3.Par un écrit daté du 9 février 2013 et portant un tampon
humide indiquant comme date de réception le 12 février 2014, le poursuivi
a adressé à la Cour des assurances sociales du Tribunal cantonal un
recours portant sur la "décision de l'autorité de première instance de la
justice de paix des Districts du Jura – Nord vaudois et du Gros de Vaud"

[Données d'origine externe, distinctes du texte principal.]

PR #398, opened 2018-07-12
Change the timer method for /LIST to handle large lists better

genius3000:
The current timer of 10 seconds from starting the channel list query can timeout with larger lists or strict rate-limiting. This will cause an early 'end of list' which populates the dialog in the client with what was received up till then and the client dumps the rest to the Status Buffer. The timer also isn't killed when a proper 'end of list' is received and a new query ran quickly after another can be timed out by a previous timer.  
I found `QBasicTimer` to be a better fit here as calling `start(ms)` will restart the timer if it's already running. This allows us to restart the timer after each call to `addChannel()`, letting the query take a little longer if needed but not timing out while still receiving data. The timer is now removed when a proper 'end of list' is received and a timeout will still call 'end of list'.

I found starting the timer at 5 seconds and restarting each time at 5 seconds to be a good values as rate limiting or "fakelag" can sometimes add multiple seconds to replies from the server.
#### Testing
* Small channel lists: quick retrieval of list as expected; timer is started, restarted, stopped correctly.
* Faked large channel list: retrieval of list takes a bit but doesn't over-run to the Status Buffer; timer is started, restarted, stopped correctly.
* Freenode's large channel list: again, retrieval takes a bit but doesn't over-run; timer is started, restarted, stopped correctly.

Fixes #1471

### DIFF
--- a/src/core/coreirclisthelper.cpp
+++ b/src/core/coreirclisthelper.cpp
@@ -23,6 +23,8 @@
 #include "corenetwork.h"
 #include "coreuserinputhandler.h"
 
+constexpr auto kTimeoutMs = 5000;
+
 INIT_SYNCABLE_OBJECT(CoreIrcListHelper)
 QVariantList CoreIrcListHelper::requestChannelList(const NetworkId &netId, const QStringList &channelFilters)
 {
@@ -45,6 +47,9 @@ bool CoreIrcListHelper::addChannel(const NetworkId &netId, const QString &channe
         return false;
 
     _channelLists[netId] << ChannelDescription(channelName, userCount, topic);
+    if (_queryTimeoutByNetId.contains(netId))
+        _queryTimeoutByNetId[netId]->start(kTimeoutMs, this);
+
     return true;
 }
 
@@ -55,7 +60,12 @@ bool CoreIrcListHelper::dispatchQuery(const NetworkId &netId, const QString &que
     if (network) {
         _channelLists[netId] = QList<ChannelDescription>();
         network->userInputHandler()->handleList(BufferInfo(), query);
-        _queryTimeout[startTimer(10000)] = netId;
+
+        auto timer = std::make_shared<QBasicTimer>();
+        timer->start(kTimeoutMs, this);
+        _queryTimeoutByNetId[netId] = timer;
+        _queryTimeoutByTimerId[timer->timerId()] = netId;
+
         return true;
     }
     else {
@@ -66,6 +76,12 @@ bool CoreIrcListHelper::dispatchQuery(const NetworkId &netId, const QString &que
 
 bool CoreIrcListHelper::endOfChannelList(const NetworkId &netId)
 {
+    if (_queryTimeoutByNetId.contains(netId)) {
+        // If we recieved an actual RPL_LISTEND, remove the timer
+        int timerId = _queryTimeoutByNetId.take(netId)->timerId();
+        _queryTimeoutByTimerId.remove(timerId);
+    }
+
     if (_queuedQuery.contains(netId)) {
         // we're no longer interessted in the current data. drop it and issue a new request.
         return dispatchQuery(netId, _queuedQuery.take(netId));
@@ -92,8 +108,14 @@ bool CoreIrcListHelper::endOfChannelList(const NetworkId &netId)
 
 void CoreIrcListHelper::timerEvent(QTimerEvent *event)
 {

dont le contenu est le suivant:
"Dans le cadre de la procédure engagée à mon en contre en matière sommaire
de poursuites le 30 janvier 2014, je m'oblige à faire recours auprès de votre
instance.
En l'état, je ne me suis que partiellement opposé au montant de cotisations
administré par les partis recourant, malgré la situation qui m'est induite. De plus,
je tiens à souligner l'unilatéralité sur réponse de jugement de la justice de paix
face à ma requête d'origine.
Nonobstant les directives de la caisse cantonale de compensation AVS informés
au mois de décembre 2013, je dois vous faire part de mon incompréhension face
à la relation de cette affaire. [...]"
Par courrier recommandé du 13 février 2014, notifié le
lendemain à W.________, la juge de la Cour des assurances sociales a
indiqué avoir reçu le recours déposé le 11 février 2014 et a imparti au
recourant un délai de dix jours pour compléter son écriture en indiquant
l'objet de son recours et ses motifs ainsi que pour produire la décision
objet de son recours ainsi que l'enveloppe qui la contenait.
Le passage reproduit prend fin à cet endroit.